*Data excerpts*.

----------------

PR #1489, opened 2017-05-03
Added fileprivateRule

### LINKED ISSUE #1058: Rule request: private is preferred over fileprivate
Because of Swift 3 migration, lots of declarations wouldn't need to be `fileprivate`.

### LINKED ISSUE #1469: [Rule Request] Make all top level fileprivate decl become private
Optional rule to make all the top level `fileprivate` declarations be `private` in order to enforce SE-0025's goal of making `fileprivate` more rare.  

https://github.com/realm/SwiftLint/issues/58

masters3d:
Added `fileprivateRule` to check for top-level usages of `fileprivate` and recommend `private` instead. This is inline with SE-0169's goal "for `fileprivate` to be used rarely". There is a also an "strict" option that will mark every `fileprivate` as a violation.  
closes #1469

benchmark
```
0.001: custom_rules
0.001: file_length
0.001: leading_whitespace
0.003: trailing_newline
0.021: redundant_discardable_let
0.022: force_try
0.023: todo
0.024: shorthand_operator
0.026: return_arrow_whitespace
0.027: syntactic_sugar
0.027: force_cast
0.032: closing_brace
0.033: void_return
0.035: empty_parameters
0.035: legacy_constructor
0.035: statement_position
0.036: file_header
0.039: nimble_operator
0.042: trailing_semicolon
0.043: trailing_whitespace
0.044: legacy_cggeometry_functions
0.045: implicit_getter
0.046: operator_whitespace
0.051: legacy_nsgeometry_functions
0.054: sorted_imports
0.056: legacy_constant
0.057: fileprivate           <------------------------------------------------
0.060: first_where
0.064: redundant_nil_coalescing
0.077: empty_count
0.097: control_statement
0.115: vertical_whitespace
0.170: opening_brace
0.197: number_separator
0.279: for_where
0.283: unused_enumerated
0.299: mark
0.301: operator_usage_whitespace
0.305: class_delegate_protocol
0.307: comma
0.309: redundant_string_enum_value
0.314: valid_ibinspectable
0.317: private_unit_test
0.319: weak_delegate
0.320: private_outlet
0.329: overridden_super_call
0.330: prohibited_super_call
0.352: dynamic_inline
0.353: notification_center_detachment
0.365: redundant_optional_initialization
0.380: discarded_notification_center_observer
0.382: fatal_error_message
0.398: type_name
0.405: type_body_length
0.426: attributes
0.428: explicit_init
0.458: compiler_protocol_init
0.462: function_parameter_count
0.499: identifier_name
0.514: cyclomatic_complexity
0.516: unused_optional_binding
0.517: vertical_parameter_alignment
0.517: nesting
0.533: object_literal
0.546: function_body_length
0.554: generic_type_name
0.586: closure_parameter_position
0.593: trailing_comma
0.599: large_tuple
0.634: colon
0.683: redundant_void_return
0.722: unused_closure_parameter
0.738: closure_spacing
0.752: line_length
0.804: empty_parentheses_with_trailing_closure
0.932: closure_end_indentation
```

### DIFF
--- a/Source/SwiftLintFramework/Rules/FileprivateRule.swift
+++ b/Source/SwiftLintFramework/Rules/FileprivateRule.swift
@@ -1,0 +1,53 @@
+//
+//  FileprivateRule.swift
+//  SwiftLint
+//
+//  Created by Jose Cheyo Jimenez on 05/02/17.
+//  Copyright © 2017 Realm. All rights reserved.
+//
+
+import Foundation
+import SourceKittenFramework
+
+public struct FileprivateRule: Rule, ConfigurationProviderRule {
+    public var configuration = FileprivateConfiguration(strict: false)
+
+    public init() {}
+
+    public static let description = FileprivateConfiguration.fileprivateLimited
+
+    public func validate(file: File) -> [StyleViolation] {
+        if !configuration.strict {
+            let toplevel = file.structure.dictionary.substructure.flatMap({ $0.offset })
+            let syntaxTokens = file.syntaxMap.tokens
+            let violationOffsets = toplevel.flatMap { (offSet) -> Int? in
+                let parts = syntaxTokens.partitioned { offSet <= $0.offset }
+                guard let lastKind = parts.first.last,
+                    lastKind.type == SyntaxKind.attributeBuiltin.rawValue,
+                    // Cut the amount of name-look-ups by first checking the char count
+                    lastKind.length == "fileprivate".bridge().length,
+                    // Get the actual name of the attibute
+                    let aclName = file.contents.bridge()
+                            .substringWithByteRange(start:lastKind.offset, length: lastKind.length),
+                    // fileprivate(set) is not possible at toplevel
+                    aclName == "fileprivate"
+                    else { return nil }
+                return offSet
+            }
+            return violationOffsets.map({ StyleViolation(
+                ruleDescription: FileprivateConfiguration.fileprivateLimited,
+                location: Location(file: file, byteOffset: $0))
+            })
+
+        } else { // Mark all fileprivate occurences as a violation
+            let fileprivates = file.match(pattern: "fileprivate", with: [.attributeBuiltin]).flatMap({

----------------

*Problem requirements*.
Every line in the data above has to be retyped exactly.

*Response area*.
PR #1489, opened 2017-05-03
Added fileprivateRule

### LINKED ISSUE #1058: Rule request: private is preferred over fileprivate
Because of Swift 3 migration, lots of declarations wouldn't need to be `fileprivate`.

### LINKED ISSUE #1469: [Rule Request] Make all top level fileprivate decl become private
Optional rule to make all the top level `fileprivate` declarations be `private` in order to enforce SE-0025's goal of making `fileprivate` more rare.  

https://github.com/realm/SwiftLint/issues/58

masters3d:
Added `fileprivateRule` to check for top-level usages of `fileprivate` and recommend `private` instead. This is inline with SE-0169's goal "for `fileprivate` to be used rarely". There is a also an "strict" option that will mark every `fileprivate` as a violation.  
closes #1469

benchmark
```
0.001: custom_rules
0.001: file_length
0.001: leading_whitespace
0.003: trailing_newline
0.021: redundant_discardable_let
0.022: force_try
0.023: todo
0.024: shorthand_operator
0.026: return_arrow_whitespace
0.027: syntactic_sugar
0.027: force_cast
0.032: closing_brace
0.033: void_return
0.035: empty_parameters
0.035: legacy_constructor
0.035: statement_position
0.036: file_header
0.039: nimble_operator
0.042: trailing_semicolon
0.043: trailing_whitespace
0.044: legacy_cggeometry_functions
0.045: implicit_getter
0.046: operator_whitespace
0.051: legacy_nsgeometry_functions
0.054: sorted_imports
0.056: legacy_constant
0.057: fileprivate           <------------------------------------------------
0.060: first_where
0.064: redundant_nil_coalescing
0.077: empty_count
0.097: control_statement
0.115: vertical_whitespace
0.170: opening_brace
0.197: number_separator
0.279: for_where
0.283: unused_enumerated
0.299: mark
0.301: operator_usage_whitespace
0.305: class_delegate_protocol
0.307: comma
0.309: redundant_string_enum_value
0.314: valid_ibinspectable
0.317: private_unit_test
0.319: weak_delegate
0.320: private_outlet
0.329: overridden_super_call
0.330: prohibited_super_call
0.352: dynamic_inline
0.353: notification_center_detachment
0.365: redundant_optional_initialization
0.380: discarded_notification_center_observer
0.382: fatal_error_message
0.398: type_name
0.405: type_body_length
0.426: attributes
0.428: explicit_init
0.458: compiler_protocol_init
0.462: function_parameter_count
0.499: identifier_name
0.514: cyclomatic_complexity
0.516: unused_optional_binding
0.517: vertical_parameter_alignment
0.517: nesting
0.533: object_literal
0.546: function_body_length
0.554: generic_type_name
0.586: closure_parameter_position
0.593: trailing_comma
0.599: large_tuple
0.634: colon
0.683: redundant_void_return
0.722: unused_closure_parameter
0.738: closure_spacing
0.752: line_length
0.804: empty_parentheses_with_trailing_closure
0.932: closure_end_indentation
```

### DIFF
--- a/Source/SwiftLintFramework/Rules/FileprivateRule.swift
+++ b/Source/SwiftLintFramework/Rules/FileprivateRule.swift
@@ -1,0 +1,53 @@
+//
+//  FileprivateRule.swift
+//  SwiftLint
+//
+//  Created by Jose Cheyo Jimenez on 05/02/17.
+//  Copyright © 2017 Realm. All rights reserved.
+//
+
+import Foundation
+import SourceKittenFramework
+
+public struct FileprivateRule: Rule, ConfigurationProviderRule {
+    public var configuration = FileprivateConfiguration(strict: false)
+
+    public init() {}
+
+    public static let description = FileprivateConfiguration.fileprivateLimited
+
+    public func validate(file: File) -> [StyleViolation] {
+        if !configuration.strict {
+            let toplevel = file.structure.dictionary.substructure.flatMap({ $0.offset })
+            let syntaxTokens = file.syntaxMap.tokens
+            let violationOffsets = toplevel.flatMap { (offSet) -> Int? in
+                let parts = syntaxTokens.partitioned { offSet <= $0.offset }
+                guard let lastKind = parts.first.last,
+                    lastKind.type == SyntaxKind.attributeBuiltin.rawValue,
+                    // Cut the amount of name-look-ups by first checking the char count
+                    lastKind.length == "fileprivate".bridge().length,
+                    // Get the actual name of the attibute
+                    let aclName = file.contents.bridge()
+                            .substringWithByteRange(start:lastKind.offset, length: lastKind.length),
+                    // fileprivate(set) is not possible at toplevel
+                    aclName == "fileprivate"
+                    else { return nil }
+                return offSet
+            }
+            return violationOffsets.map({ StyleViolation(
+                ruleDescription: FileprivateConfiguration.fileprivateLimited,
+                location: Location(file: file, byteOffset: $0))
+            })
+
+        } else { // Mark all fileprivate occurences as a violation
+            let fileprivates = file.match(pattern: "fileprivate", with: [.attributeBuiltin]).flatMap({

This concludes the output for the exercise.